On June 28, 2007, the Advocate General of the European Court of Justice (ECJ), Jan Mazak, called for the ECJ to dismiss claims brought by the European Commission that the term "Parmesan" cannot be used to describe some hard cheeses made in Germany. The European Commission brought the case against Germany to enforce a 1996 decision in favor of Italy that provided that "Parmesan" cheese could only be produced in the protected production zone in the provinces of Parma, Reggio Emilia and Modena in their entirety and portions of the provinces of Bologna and Mantua, and in accordance with strict production specifications.

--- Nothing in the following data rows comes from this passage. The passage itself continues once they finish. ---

PR #2268, opened 2020-03-30
Extract facet presenters and components

cbeer:
An alternative to #2168. This PR adds view components for facet fields and facet items, and updates views and helpers to call into the components while preserving backwards compatibility for downstream applications which may have overridden the helpers.

This PR also allows downstream applications to use custom components using a couple new field configuration parameters:

```
config.add_facet_field 'whatever', component: MyCustomFacetFieldComponent
``` 

```
config.add_facet_field 'whatever', item_component: MyCustomItemRenderingComponent
``` 

Most of the added code here is to preserve backwards compatibility and can be removed or reshuffled as part of a major release. I've also marked some methods with the `@deprecated` yard tag that I expect to go away as part of another major release (or we can decide to just drop for 8.0), and with `@private` for methods that are only exposed publicly for backwards compatibility.


app/helpers/blacklight/facets_helper_behavior.rb
```diff
@@ -1,5 +1,8 @@
 # frozen_string_literal: true
 module Blacklight::FacetsHelperBehavior
```
cbeer, line 2: It's a little hard to tell from the diff, but as a result of this PR, the only non-deprecated helpers are:

- `has_facet_values?` (probably not long for this world)
- `render_facet_partials` (perhaps part of a future component)
- `render_facet_limit` (possibly obsolete once components get traction)
- `facet_field_in_params`  (a little tricky to deprecate at the moment)
- `facet_field_presenter`

PR #2270, opened 2020-04-03
Start migrating constraints towards using view components

cbeer:


app/helpers/blacklight/render_constraints_helper_behavior.rb
```diff
@@ -47,54 +65,53 @@ def render_constraints_query(localized_params = params)
   #
   # @param [ActionController::Parameters] localized_params query parameters
   # @return [String]
-  def remove_constraint_url(localized_params)
-    scope = localized_params.delete(:route_set) || self
```
cbeer, line 51: I /think/ this behavior is unnecessary with the switch to `search_action_path`  (probably mirroring what's going on with the facets anyway).

app/helpers/blacklight/render_constraints_helper_behavior.rb
```diff
@@ -6,39 +6,57 @@
...
   end
 
   ##
   # Render the query constraints
   #
   # @param [ActionController::Parameters] localized_params query parameters
   # @return [String]
-  def render_constraints_query(localized_params = params)
+  def render_constraints_query(params_or_search_state = search_state)
+    search_state = convert_to_search_state(params_or_search_state)
```
dkinzer, line 47: Just curious, why are we doing this now?  Thanks!

cbeer: `SearchState` is nicer for applications to extend and much nicer to consume by creating a consistent interface for Blacklight to work against. It also fixes some problems we currently have where multiple plugins need to override the same methods to inject some custom parameter parsing (adv search + range limit come to mind, but it's generally true of plugins that want to have custom facet behaviors)

PR #2271, opened 2020-04-08
Safe navigate when iterating over the documents ivar

jkeck:
While we guard against no documents, the meta-programmed action definition + rails allowing undefined actions when a view is present makes this view/partial routable and throw an error.

This is likely an edge case, but we've noticed this triggering errors (primarily caused by bots/crawlers) on sites where we've removed the citation tool.


cbeer:
Should we do the same thing in `sms_form` and `email_form`?

PR #2282, opened 2020-05-11
Style bookmark actions as buttons, closes #2272

### LINKED ISSUE #2272: Bookmark actions should be buttons, not nav pills
The bookmarks page has a few actions that users can take on their bookmarked items, like citing and emailing them.  To reproduce:

1. Go to https://demo.projectblacklight.org and search
2. Add a few items to your bookmarks
3. Go to https://demo.projectblacklight.org/bookmarks and look for the Email and Cite links

This can be found in the views here: https://github.com/projectblacklight/blacklight/blob/8b9041544553ce0dd0d979f9f39f78d94b30b46d/app/views/bookmarks/_tools.html.erb#L1

Since these are actions that a user takes, rather than navigation elements, I'd argue that they should be buttons, rather than nav pills.  Additionally, on a stock blacklight instance, the nav pills are just styled as links, making them easy to miss.

If others agree that they should be buttons, rather than nav-pill links, I'd be happy to open a pull request.

sandbergja:
Since these represent actions that a user would take on their bookmarked
items, let's style them as buttons rather than nav-pills.

These actions are still wrapped in a .bookmarksTools class, just in case
anybody was using this to style their app.


jcoyne:
Can you add a before and after screenshot that shows the difference?

sandbergja:
Yeah!  Here's without my commit:

before

And with my commit:

after

app/views/bookmarks/_tools.html.erb
```diff
@@ -1,7 +1,7 @@
-<ul class="<%= controller_name %>Tools nav nav-pills">
+<div class="<%= controller_name %>Tools">
   <%= render_show_doc_actions document_list, document: nil, document_list: @response.documents, url_opts: Blacklight::Parameters.sanitize(params.to_unsafe_h) do |config, inner| %>
-    <li class="nav-item">
+    <button class="btn btn-outline-primary">
       <%= inner %>
```
jcoyne, line 4: isn't inner going to be links?  I'm not sure you'd want a link in a button.

sandbergja: You are totally right.  I force-pushed a change to my branch to avoid this.

sandbergja:
Just force-pushed a commit that uses components, rather than the (now out-of-date) original approach.

jcoyne (approved):

PR #2285, opened 2020-05-20
Moves comment

cdmo:
This looks to me like a description for a method that was removed. Is it? Not sure what this could be referring to that returns an array of hashes with these special symbols because I only see the one method in this module that does not do that. If it is meant to be here, it does kinda end in a cliff hanger :)

### DIFF
--- a/app/models/concerns/blacklight/document/extensions.rb
+++ b/app/models/concerns/blacklight/document/extensions.rb
@@ -32,6 +32,9 @@ module Blacklight::Document::Extensions
   module ClassMethods
     attr_writer :registered_extensions
 
+    # Returns array of hashes of registered extensions. Each hash
+    # has a :module_obj key and a :condition_proc key. Usually this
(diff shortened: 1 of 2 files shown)


jcoyne:
It was originally added here: https://github.com/projectblacklight/blacklight/commit/1167c468adfce01ccb9811c37ec75f8d17d39e01#diff-69b25eaf076d23e3438a3ad4211020acR181 

So it probably should be moved to here: https://github.com/projectblacklight/blacklight/blob/8b9041544553ce0dd0d979f9f39f78d94b30b46d/app/models/concerns/blacklight/document/extensions.rb#L33

cdmo:
Thanks, that seems to fit there for sure

jcoyne:
The rubocop has apprehended you @cdmo 👮 🚨

cdmo:
One of these days rubo's gonna lock me up and take away my editor

PR #2286, opened 2020-05-22
Show views aren't dependent on index_view_type

jcoyne:
This optimizes show template lookup speed as we ignore two patterns that are never used


jcoyne:
I believe this is used by catalog/_document.html.erb, so it is part of the index chain.

PR #2288, opened 2020-05-22
Avoid deprecated method query_has_constraints?

jcoyne:


cbeer:
We only deprecated the helper in 7.8. Until 8.x, I think we're better off silencing the deprecation from the partial in case someone has overridden the helper?

jcoyne:
I'm not sure why overriding the helper would matter. The old method still remains, this just keeps us from using it.

cbeer:
@jcoyne , sure, but if someone has overridden `query_has_constraints?` in their app, the new behavior would end up bypassing it. Until Blacklight 8, I think https://github.com/projectblacklight/blacklight/pull/2294 is the best we can do, while maintaining backwards compatibility?

jcoyne:
@cbeer Ah, right. Thanks.

barmintor:
This is obsolete per https://github.com/projectblacklight/blacklight/pull/2458

PR #2293, opened 2020-06-03
Use deep_transform_values_in_object (and backport it for Rails 5) to get a clean copy of the config

cbeer:


lib/blacklight/configuration.rb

Germany has consistently argued that only the term "Parmigiano Reggiano" is protected under EU legislation and that the use of "Parmesan", alone, or any translation of that word, has become generic and not capable of being protected. Germany also argues that even if "Parmigiano" on its own is protected that "Parmesan" is a different word which has become generic in Germany and elsewhere in the EU.

The decision could set an important precedent for other disputes over the geographical indications (GI) system, adopted by the European Union (EU) to restrict the manufacture of certain products to geographical areas or methods needed to preserve quality. The GI system is broken down into classifications on protected designations of origin (PDO) such as Roquefort cheese, protected geographical indication (PGI) such as Neucastle Brown Ale, and traditional specialty guaranteed (TSG) food and drink products.

Advocate General Mazak concluded that Germany had failed to provide sufficient evidence that "Parmesan" has become a generic term for hard cheese. Nevertheless, the Advocate General rejected the Commission's claim that Germany had violated EU regulations by formally refusing to prosecute companies for using the designation "Parmesan" on cheese not complying with the PDO requirements for "Parmigiano Reggiano." Rather, Mazak concluded that the EU regulation lacks any such requirement to prosecute.

The ECJ, which usually follows the determinations of the Advocate General, will decide the issue once and for all later this year.